Cross-Training: A Semi-Supervised Training Scheme for Speech Recognition
Soheil Khorram (Google Inc. USA); Anshuman Tripathi (Google); Jaeyoung Kim (Google); Han Lu (Google Inc. USA); Qian Zhang (Google Inc. USA); Rohit Prabhavalkar (Google); Hasim Sak (Google)
-
SPS
IEEE Members: $11.00
Non-members: $15.00
Semi-supervised training can be performed by jointly optimizing supervised and unsupervised losses.

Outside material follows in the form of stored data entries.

Issue #6608, opened 2026-08-05
[New Rule] Potential Non-Browser Process Connection to a DNS-over-HTTPS Resolver


clivoa:
## Description

Detects a non-browser process on macOS opening a direct TLS connection to a well known DNS-over-HTTPS (DoH) resolver IP (Cloudflare, Google, Quad9). Tools that speak DoH for C2 or tunneling, such as Sliver or dnscat2, can use this to avoid classic DNS monitoring, since the query never appears as DNS traffic on the wire.

Checked before building: `defense_evasion_dns_over_https_enabled` only fires when a browser gets configured to turn DoH on (a Windows registry change). `command_and_control_ml_dns_tunneling` only looks at port 53 DNS volume, so it can't see DoH traffic at all. Neither covers a non-browser process using DoH as a channel directly.

**Update 2026-08-08**: the PR (#6612) went through a review round and two real bugs got found. First, the query used `event.action == "connected-to"`, an Auditbeat value that Elastic Defend never emits, so it could never have matched the rule's own `logs-endpoint.events.network*` index. That happened because the first round of testing used Auditbeat on a host without eBPF support, reshaped to look like the right schema, and never actually ran against real Elastic Defend. Second, the browser exclusion list checked `process.name`, but on macOS Safari and Chrome don't make their network connections under a process literally named that (Safari's is `com.apple.WebKit.Networking`, Chrome's is `Google Chrome Helper`; Firefox is the exception, its connecting process really is named `firefox`). Both are fixed now, and this issue is scoped down to macOS only, since that's what actually got tested end to end.

**Update 2026-08-11**: second review round is in, and the rule is now named "Potential Non-Browser Process Connection to a DNS-over-HTTPS Resolver" to reflect that the network event records the connection and not its contents. All of the reviewer's comments are addressed on #6612. The browser exclusion was rebuilt on executable path plus signing identity plus code signature trust, after confirming on a real host that `codesign -f -s - -i com.google.Chrome.helper` lets any unprivileged user forge a signing identity. Two things that only real testing would have caught: Safari's networking process is recorded by the sensor under its cryptex path (`/System/Volumes/Preboot/Cryptexes/Incoming/OS/System/Library/...`), not the logical `/System/Library/...` path `ps` reports, so anchoring on the latter would have left Safari alerting on ordinary browsing; and Chrome's helper path carries the browser version, so it needs a wildcard or the exclusion breaks on every update.

## Target Ruleset
endpoint

## Target Rule Type
[...]

PR #6612, opened 2026-08-06
[New Rule] Potential Non-Browser Process Connection to a DNS-over-HTTPS Resolver

clivoa:
## Summary

Adds a detection rule: Potential Non-Browser Process Connection to a DNS-over-HTTPS Resolver (`rules/macos/command_and_control_non_browser_doh_resolver_connection.toml`).

Relates to #6608.

## What it detects

A non-browser process opening a direct TLS connection on port 443 to one of six fixed public DoH resolver IPs (Cloudflare, Google, Quad9). Tooling that speaks DoH for C2 or tunneling uses this to avoid classic DNS monitoring, because the query never appears as DNS protocol traffic on the wire. The network event records the connection and not its contents, so a match means a connection to a DoH endpoint rather than confirmed DoH traffic. The rule name and description both say so.

## Review feedback

All ten inline comments from @w0rk3r are addressed.

- `maturity` is `production`. Worth flagging for other community PRs: at development maturity a rule is skipped by most of the repo's test suite. Flipping only that field and rerunning pytest went from passing to two failures, a missing `timestamp_override` and two threat entries mapping to the same tactic. Both fixed.
- The description is cut back to what the rule does. The comparison against the existing DoH rule and the ML job is gone.
- Title and description frame this as a potential DoH endpoint connection.
- `false_positives` uses the suggested wording, plus a second entry disclosing that Chromium browsers other than Chrome are not covered by the exclusion.
- The investigation guide is removed and the `setup` block is replaced with the standard Defend text.
- References carry threat context: Netlab's Godlua analysis, the first documented malware to resolve its C2 over DoH, and SpiderLabs' DoHC2 on the tooling side.
- `event.action` was `connected-to`, an Auditbeat value Elastic Defend never emits, against an index pointing only at `logs-endpoint.events.network*`. The query could not have matched. It is `connection_attempted` with `event.type == "start"` now.
- Scoped from `rules/cross-platform/` to `rules/macos/`.
- The browser exclusion is rebuilt on code signature trust, signing identity and executable path together. Details below.

## Test environment

Every result in this PR comes from one run against a live sensor, not from reasoning about the fields.

| Component | Version |
|---|---|
| macOS | 26.5.2, build 25F84, arm64 |
| Elastic Agent | 9.4.0 (darwin-aarch64), Fleet managed |
| Elastic Defend | `endpoint` package 9.4.0, `EDRComplete` preset |
| Elasticsearch and Kibana | 9.4.0, self hosted |
| Browsers | Safari 26.5.2, Chrome 151.0.7922.138, Firefox 153.0.3 |

Documents come from `logs-endpoint.events.network*` and are trimmed to the fields the rule reads.

## Result

The rule query was run through the EQL search API against the captured index, then run again with the exclusion block removed, so the exclusion can be measured rather than asserted.

| Query | Matches |
|---|---|
| Rule as written | 8 |
| Same query without the exclusion | 12 |
| Suppressed by the exclusion | 4 |

The full candidate set, which is what the query sees before the exclusion applies:

| Process | `signing_id` | `trusted` | Destination | Rule verdict |
|---|---|---|---|---|
| `curl` | `com.apple.curl` | true | 1.1.1.1 | match |
| `curl` | `com.apple.curl` | true | 1.0.0.1 | match |
| `curl` | `com.apple.curl` | true | 8.8.8.8 | match |
| `curl` | `com.apple.curl` | true | 8.8.4.4 | match |
| `curl` | `com.apple.curl` | true | 9.9.9.9 | match |
| `curl` | `com.apple.curl` | true | 149.112.112.112 | match |
| `Google Chrome Helper` | `com.google.Chrome.helper` | true | 1.1.1.1 | excluded |
| `firefox` | `org.mozilla.firefox` | true | 1.1.1.1 | excluded |
| `com.apple.WebKit.Networking` | `com.apple.WebKit.Networking` | true | 8.8.8.8 | excluded |
| `com.apple.WebKit.Networking` | `com.apple.WebKit.Networking` | true | 9.9.9.9 | excluded |
| `fake-chrome-helper` | `com.google.Chrome.helper` | false | 1.1.1.1 | match |
| `com.apple.WebKit.Networking` | `com.apple.WebKit.Networking` | false | 1.1.1.1 | match |

All six resolver IPs were fired individually rather than assumed equivalent. Safari reached two of them during ordinary browsing, which is the false positive this exclusion exists to prevent.

## The browser exclusion

Signing identity on its own is forgeable. Any unprivileged user can run `codesign -f -s - -i com.google.Chrome.helper` against an arbitrary binary, and `codesign -dv` then reports that identifier:

```
Identifier=com.google.Chrome.helper
Signature=adhoc
TeamIdentifier=not set
```

What survives the forgery is `code_signature.trusted`, which Defend recorded as `false` for both forged binaries and `true` for every real browser process. The exclusion requires trusted signature, matching signing identity and matching executable path together.

Correcting something stated in an earlier revision of this PR: `spctl --assess` is not a useful discriminator here. It rejects the ad-hoc forgery, but it also rejects the genuine `/System/Library/Frameworks/WebKit.framework/.../com.apple.WebKit.Networking`, which is an Apple platform binary rather than a Developer ID one. The field doing the work is `code_signature.trusted`.

Safari's executable path is the part that would have shipped broken. WebKit ships in a cryptex on macOS 26, and the binary exists at three paths at once on this build:

| Source | Path |
|---|---|
| `ps -o comm=` | `/System/Library/Frameworks/WebKit.framework/...` |
| on disk | `/System/Volumes/Preboot/Cryptexes/OS/System/Library/Frameworks/WebKit.framework/...` |
| captured Defend event | `/System/Volumes/Preboot/Cryptexes/Incoming/OS/System/Library/Frameworks/WebKit.framework/...` |

Anchoring on the logical `/System/Library` path that `ps` reports would have left Safari unexcluded and alerting during ordinary browsing. The pattern matches all three forms.

Chrome's helper path carries the browser version, so that segment needs a wildcard or the exclusion breaks on every update. The captured event shows Chrome running from `Versions/151.0.7922.109` while `151.0.7922.138` was also installed, which is exactly the drift the wildcard absorbs.

Firefox does not connect from its socket process. `plugin-container` signs as `org.mozilla.plugincontainer` and would not have been covered by an exclusion written from assumption. During the Firefox round, `netstat` showed the socket held by the main `firefox` process and `plugin-container` held none.

## Captured events

True positive, `curl`:
```json
{
  "@timestamp": "2026-08-15T15:47:29.425Z",
  "event": { "action": ["connection_attempted", "disconnect_received"], "type": ["start", "end"], "category": ["network"] },
  "host": { "os": { "type": "macos" } },
  "process": {
    "name": "curl",
    "executable": "/usr/bin/curl",
    "code_signature": { "signing_id": "com.apple.curl", "trusted": true }
  },
  "destination": { "ip": "1.1.1.1", "port": 443 }
}
```

Excluded, Safari. This is a live connection made by Safari to a resolver IP in the rule's own list, not a re-verified path:
```json
{
  "@timestamp": "2026-08-15T15:49:43.283Z",
  "event": { "action": ["connection_attempted"], "type": ["start"], "category": ["network"] },
  "host": { "os": { "type": "macos" } },
  "process": {
    "name": "com.apple.WebKit.Networking",
    "executable": "/System/Volumes/Preboot/Cryptexes/Incoming/OS/System/Library/Frameworks/WebKit.framework/Versions/A/XPCServices/com.apple.WebKit.Networking.xpc/Contents/MacOS/com.apple.WebKit.Networking",
    "code_signature": { "signing_id": "com.apple.WebKit.Networking", "trusted": true }
  },
  "destination": { "ip": "8.8.8.8", "port": 443 }
}
```

Excluded, Chrome:
```json
{
  "@timestamp": "2026-08-15T15:48:04.042Z",
  "event": { "action": ["connection_attempted"], "type": ["start"], "category": ["network"] },
  "host": { "os": { "type": "macos" } },
  "process": {
    "name": "Google Chrome Helper",
    "executable": "/Applications/Google Chrome.app/Contents/Frameworks/Google Chrome Framework.framework/Versions/151.0.7922.109/Helpers/Google Chrome Helper.app/Contents/MacOS/Google Chrome Helper",
    "code_signature": { "signing_id": "com.google.Chrome.helper", "trusted": true }
  },
  "destination": { "ip": "1.1.1.1", "port": 443 }
}
```

Excluded, Firefox:
```json
{
  "@timestamp": "2026-08-15T15:48:21.110Z",
  "event": { "action": ["connection_attempted"], "type": ["start"], "category": ["network"] },
  "host": { "os": { "type": "macos" } },
  "process": {
    "name": "firefox",
    "executable": "/Applications/Firefox.app/Contents/MacOS/firefox",
    "code_signature": { "signing_id": "org.mozilla.firefox", "trusted": true }
  },
  "destination": { "ip": "1.1.1.1", "port": 443 }
}
```

Negative control, ad-hoc binary forging Chrome's signing identity. Still matches, which is the intended behaviour:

In many settings, supervised and unsupervised losses are inconsistent, and this inconsistency creates instability in training. As a solution, we propose cross-training: instead of training one network with two losses, we train two separate networks, each with a different loss; we then tie the parameters of the networks by minimizing an additional L2 loss between the parameters. This L2 loss acts as a knowledge bridge between the networks. It forces the networks to be similar; therefore both can learn from each other. This paper introduces the cross-training scheme to develop a stable contrastive siamese (c-siam) network. Our experiments on LibriSpeech and Google’s Voice-Search/YouTube datasets show that (1) cross-training provides 20% relative WER improvement over the SOTA systems on the LibriSpeech dataset; (2) cross-training stabilizes c-siam training and significantly outperforms SOTA systems on small supervised datasets; (3) cross-training is effective for cascaded encoders, unlike the original c-siam which shows weak convergence characteristics.